Boosted by its victory in the September 12 referendum on constitutional reform, Prime Minister Recep Tayyip Erdogan's government has since focused on the Kurdish conflict with a series of cautious steps aimed at convincing the separatist Kurdistan Workers' Party (PKK) to lay down arms.
The authorities appear to have included jailed PKK leader Abdullah Ocalan in the effort, with his lawyers acting as intermediaries and holding meetings with him in his cell on the prison island of Imrali.
Erdogan has categorically ruled out "talks with a terrorist organisation or its representatives," but media reports say officials are also involved in direct contacts with Ocalan, who retains a strong influence over the PKK despite being behind bars since 1999.
Ankara's objective is to cajole the PKK into extending indefinitely a truce in place since August and press ahead with measures to expand the freedoms of the Kurdish community, estimated to number up to 15 million in a population of 73 million people, a source close to the government said.
The rebels, in the meantime, would leave Turkish soil and withdraw to their base camps in neighbouring northern Iraq until the next step in settling the conflict is decided, he said.

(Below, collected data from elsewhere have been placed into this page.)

PR #11837, opened 2024-07-25
Use Web Crypto API for cookies and sessions

markdalgleish:
By relying on the Web Crypto API for signing/unsigning cookies, we can now remove the platform-specific implementations of the cookie and session APIs.


packages/react-router/__tests__/setup.ts
```diff
@@ -45,3 +45,9 @@ if (!globalThis.File) {
   const { File } = require("undici");
   globalThis.File = File;
 }
+
+if (!globalThis.crypto?.subtle) {
```
markdalgleish, line 49: Not sure why, but Jest provides `crypto` but not `crypto.subtle`.

packages/react-router-cloudflare/sessions/workersKVStorage.ts
```diff
@@ -36,8 +35,7 @@ export function createWorkersKVSessionStorage<
     cookie,
     async createData(data, expires) {
       while (true) {
-        let randomBytes = new Uint8Array(8);
-        crypto.getRandomValues(randomBytes);
```
markdalgleish, line 40: I noticed the way this was written differed slightly from the other implementations, and thought this might even be a bug until I looked up that `crypto.getRandomValues` mutates the arg in place. I think it's much clearer making this consistent and avoiding the explicit mutation.

packages/react-router/__tests__/setup.ts
markdalgleish: Turns out it's because the tests were running in jsdom by default which polyfills `crypto` but in a non-secure context, so `crypto.subtle` provided. By flipping the failing tests to run in the Node env rather than jsdom, the `crypto` no longer exists in Node 18.

packages/react-router-node/globals.ts
```diff
@@ -44,4 +47,9 @@ export function installGlobals() {
   global.fetch = nodeFetch;
   // @ts-expect-error - overriding globals
   global.FormData = NodeFormData;
+
+  if (!global.crypto) {
```
markdalgleish, line 51: We can't mutate this if it exists so we need to check first.

packages/react-router-cloudflare/sessions/workersKVStorage.ts
mjackson: Yeah, agree that's clearer 👍

mjackson (approved):

PR #11840, opened 2024-07-25
Cleanup imports/exports in consolidated react-router package

brophdawg11:
A few things going on in here
* Simplified `react-router-dom` to be a straight `export * from react-router'` instead of individually exporting the API surface
* Removed the console warning about the deprecation of `react-router-dom` so we don't spam user's consoles immediately after the upgrade - we can add that back in later in a 7.x release
* Removed the leftover `lib/router/index` file and changes all imports to come directly from the appropriate `lib/router/*.ts file`
* Consolidated the `react-router` `index.ts` file to just `export {...} from '...';` instead of importing and then exporting


packages/react-router-dom/index.ts
```diff
@@ -1,231 +1,2 @@
...
-  UNSAFE_mapRouteProperties,
-  UNSAFE_useRouteId,
-  UNSAFE_useRoutesImpl,
-  UNSAFE_ErrorResponseImpl,
-  UNSAFE_FrameworkContext as UNSAFE_RemixContext,
-  UNSAFE_decodeViaTurboStream,
-  UNSAFE_SingleFetchRedirectSymbol,
-} from "react-router";
+export type * from "react-router";
+export * from "react-router";
```
brophdawg11, line 2: Don't export individually - just export everything from `react-router`

packages/react-router/__tests__/router/browser-test.ts
```diff
@@ -2,8 +2,10 @@
 
 import { JSDOM } from "jsdom";
 
-import type { BrowserHistory } from "../../lib/router";
-import { createBrowserHistory } from "../../lib/router";
+import {
+  type BrowserHistory,
+  createBrowserHistory,
+} from "../../lib/router/history";
```
brophdawg11, line 8: All router imports come from the source files, no more `lib/router/index.ts` barrel file to re-export

packages/react-router/index.ts
```diff
@@ -468,45 +337,33 @@ export { ServerMode as UNSAFE_ServerMode } from "./lib/server-runtime/mode";
...
-  useRouteId as UNSAFE_useRouteId,
-  useRoutesImpl as UNSAFE_useRoutesImpl,
-  UNSAFE_ErrorResponseImpl,
-};
-
-/** @internal */
-export { FrameworkContext as UNSAFE_FrameworkContext } from "./lib/dom/ssr/components";
-
-/** @internal */
-export type { RouteModules as UNSAFE_RouteModules } from "./lib/dom/ssr/routeModules";
```
brophdawg11, line 488: I removed most of the `UNSAFE_` exports at the bottom here, leaving only the contexts and then the few things we need exported for integration tests

packages/react-router/lib/router/router.ts
```diff
@@ -276,7 +276,7 @@ export interface RouterState {
   /**
    * The action of the most recent navigation
    */
-  historyAction: HistoryAction;
+  historyAction: NavigationType;
```
brophdawg11, line 279: I wonder if we should rename this to `navigationType` in v7 to align with `useNavigationType`...?

PR #11851, opened 2024-07-29
Add dom subpath export

brophdawg11:


packages/react-router/dom-export.tsx
```diff
@@ -0,0 +1,3 @@
+export type { RouterProviderProps } from "./lib/dom-export/dom-router-provider";
+export { RouterProvider } from "./lib/dom-export/dom-router-provider";
+export { HydratedRouter } from "./lib/dom-export/hydrated-router";
```
brophdawg11, line 3: Naming of this file may be temporary - went with `dom-export` to avoid ambiguity with the existing `dom/` folder containing the old `react-router-dom` implementation - but open to suggestions

packages/react-router/index.ts
```diff
@@ -338,32 +337,70 @@ export type {
 ///////////////////////////////////////////////////////////////////////////////
 
 /** @internal */
-export { ErrorResponseImpl as UNSAFE_ErrorResponseImpl } from "./lib/router/utils";
+export {
```
brophdawg11, line 340: We have to export a bunch of stuff as `UNSAFE` here to consume from the subpath export file to avoid duplicating any implementations

packages/react-router/lib/components.tsx
```diff
@@ -152,6 +163,307 @@ export function createMemoryRouter(
...
+  router: RemixRouter;
+  flushSync?: (fn: () => unknown) => undefined;
+}
+
+/**
+ * Given a Remix Router instance, render the appropriate UI
+ */
+export function RouterProvider({
+  router,
+  flushSync: reactDomFlushSyncImpl,
```
brophdawg11, line 202: This is the same implementation as before, copied into here but with flushSync dependency injected via a prop

packages/react-router/lib/components.tsx
```diff
@@ -152,6 +163,307 @@ export function createMemoryRouter(
...
+        router.window != null &&
+        router.window.document != null &&
+        typeof router.window.document.startViewTransition === "function";
+
+      warnOnce(
+        viewTransitionOpts == null || isViewTransitionAvailable,
+        "You provided the `unstable_viewTransition` option to a router update, " +
+          "but you do not appear to be running in a DOM environment as " +
+          "`window.startViewTransition` is not available."
+      );
```
brophdawg11, line 254: Helpful warnings we didn't have before

integration/vite-basename-test.ts
```diff
@@ -287,8 +287,8 @@ test.describe("Vite base / React Router basename / express dev", async () => {
   });
 
   test("works when base and basename are different", async ({ page }) => {
-    await setup({ base: "/mybase/", basename: "/mybase/app/" });
-    await workflowDev({ page, cwd, port, basename: "/mybase/app/" });
+    await setup({ base: "/mybase/", basename: "/mybase/dashboard/" });
+    await workflowDev({ page, cwd, port, basename: "/mybase/dashboard/" });
```
brophdawg11, line 291: Changed this to avoid ambiguity between the `app` URL path and the `app` folder in requests in vite dev mode

Issue #11571, opened 2024-01-29
🗺️ Split Route Modules (client loaders/actions/HydrateFallback)


ryanflorence:
<details>

<summary>Planning Notes</summary>

- Mark thinks we'll have something to play with this week (JAN 13th)
- Lots of opportunities for bugs so we'd love a lot of people trying it out when it's unstable in real apps (though not in production, ofc)
- [ ] Ryan to goof around with it
- [ ] Matt to check out the runtime code
</details>

PR: https://github.com/remix-run/react-router/pull/11871

When a link to a route with a client loader is clicked the browser has to first fetch the JS module for the route before it can call the client loader.

If a client loader is small, and the component is large, this slows down the transition because the loader is blocked by the size of the component.

```
get module:      |---------------|
call loader:                     |--------|
                                   render ^
```

By splitting out the `clientLoader` to its own bundle we can do these in parallel:

```
get component:   |-----------|
get loader:      |----|
call loader:          |--------|
                        render ^
```

Also, `HydrateFallback` is only used for the route that was rendered on initial page load. If we're splitting route modules into chunks, we can also create a separate `HydrateFallback` chunk which is only used on the initial page load and then skipped for any client-side navigations.

PR #11871, opened 2024-08-05
Split Route Modules

markdalgleish:
Proposal: https://github.com/remix-run/react-router/issues/11571

For more information, [documentation is included in this PR.](https://github.com/remix-run/react-router/pull/11871/files#diff-45134efd4faab1ef9baf7e86ae5fab1ed48cb04d69e4a4fedd2a934d1398d9c8)

If you want to try this out, install `0.0.0-experimental-df0f1dfda` and set `future.unstable_splitRouteModules` to `true`.


packages/react-router-dev/vite/plugin.ts
```diff
@@ -1268,17 +1512,74 @@ export const reactRouterVitePlugin: ReactRouterVitePlugin = (_config) => {
...
+            ctx,
+            id,
+            valid: {
+              clientAction: !exportNames.includes("clientAction"),
+              clientLoader: !exportNames.includes("clientLoader"),
+            },
+          });
+        }
+
+        return chunk ?? `// No ${chunkName} chunk`;
```
markdalgleish, line 1580: Also use `export {}` to avoid empty chunk warnings from Rollup.

packages/react-router/lib/dom/ssr/routes.tsx
```diff
@@ -400,6 +427,25 @@ export function createClientRoutes(
...
+            route.clientLoaderModule
+          );
+          return clientLoader({
+            ...args,
+            async serverLoader() {
+              preventInvalidServerHandlerCall("loader", route, isSpaMode);
+              return fetchServerLoader(singleFetch);
+            },
+          });
+        };
```
brophdawg11, line 448: I love how simple this is at the route creation level

packages/react-router/lib/dom/ssr/routes.tsx
```diff
@@ -412,17 +458,49 @@ export function createClientRoutes(
...
+        let modPromise = loadRouteModuleWithBlockingLinks(
           route,
           routeModulesCache
         );
+        prefetchRouteModuleChunks(route);
+        let mod = await modPromise;
 
         let lazyRoute: Partial<DataRouteObject> = { ...mod };
-        if (mod.clientLoader) {
+        if (mod.clientLoader && !route.clientLoaderModule) {
```
brophdawg11, line 503: These 2 should never be present together right?  If we have a `clientLoaderModule` then the clientLoader should have been stripped from our primary module?

brophdawg11 (approved):
Awesome work!  I did some light testing in my own playground app and everything looked good.  All the router related code look 👌 too

packages/react-router/lib/dom/ssr/routes.tsx
markdalgleish: Yep, good point. Plus we've already ruled out that the two properties can't co-exist just above the `route.lazy` definition.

"We are closer to peace," one of Ocalan's lawyers, Aysel Tugluk, said late Monday after she visited the PKK leader on Imrali.
Ocalan asserted that his "efforts for peace will continue," she said.
"We want a settlement on a democratic and political ground... We are not looking for a solution by force," she quoted Ocalan as saying.
Last week, senior government ministers held rare talks with leaders of Turkey's main Kurdish party, the Peace and Democracy Party (BDP), which is sympathetic to the PKK and backs rebel demands for Kurdish autonomy in the southeast.
Interior Minister Besir Atalay travelled to northern Iraq on Sunday for talks with Massoud Barzani, the head of the autonomous Kurdish administration of the region, to discuss cooperation in efforts to persuade the PKK to renounce violence.
Turkey is also in contact with the United States and its intelligence chief held talks on the issue in Washington recently.
Ankara estimates that about 2,000 PKK militants are holed up in remote mountains in northern Iraq, where Turkish cross-border military action against the rebels has proved to be of little effect.
Washington, which backs Turkey's struggle against the PKK, is concerned that the group, using northern Iraq as a launching pad for attacks on Turkey, may again poison recently improved ties between Ankara and the Iraqi Kurds.
Despite the rare effort at dialogue with the Kurds, the Turkish government faces an uphill task and an ultimate settlement of the conflict is not seen as a short-term prospect.
Ankara has already ruled out Kurdish demands for a constitutional recognition of their community as a distinct element of Turkey's population and calls for Kurdish-language education in public schools in the southeast.
And despite the PKK truce, violence persists on the ground, fanning nationalist sentiment in a country where many are already hostile to the idea of seeking a negotiated solution with the rebels.
The PKK, listed as a terrorist group by Ankara and much of the international community, took up arms for Kurdish self-rule in the southeast in 1984, sparking a conflict that has claimed some 45,000 lives, wrecked the economy of the already poor region and forced the displacement of thousands.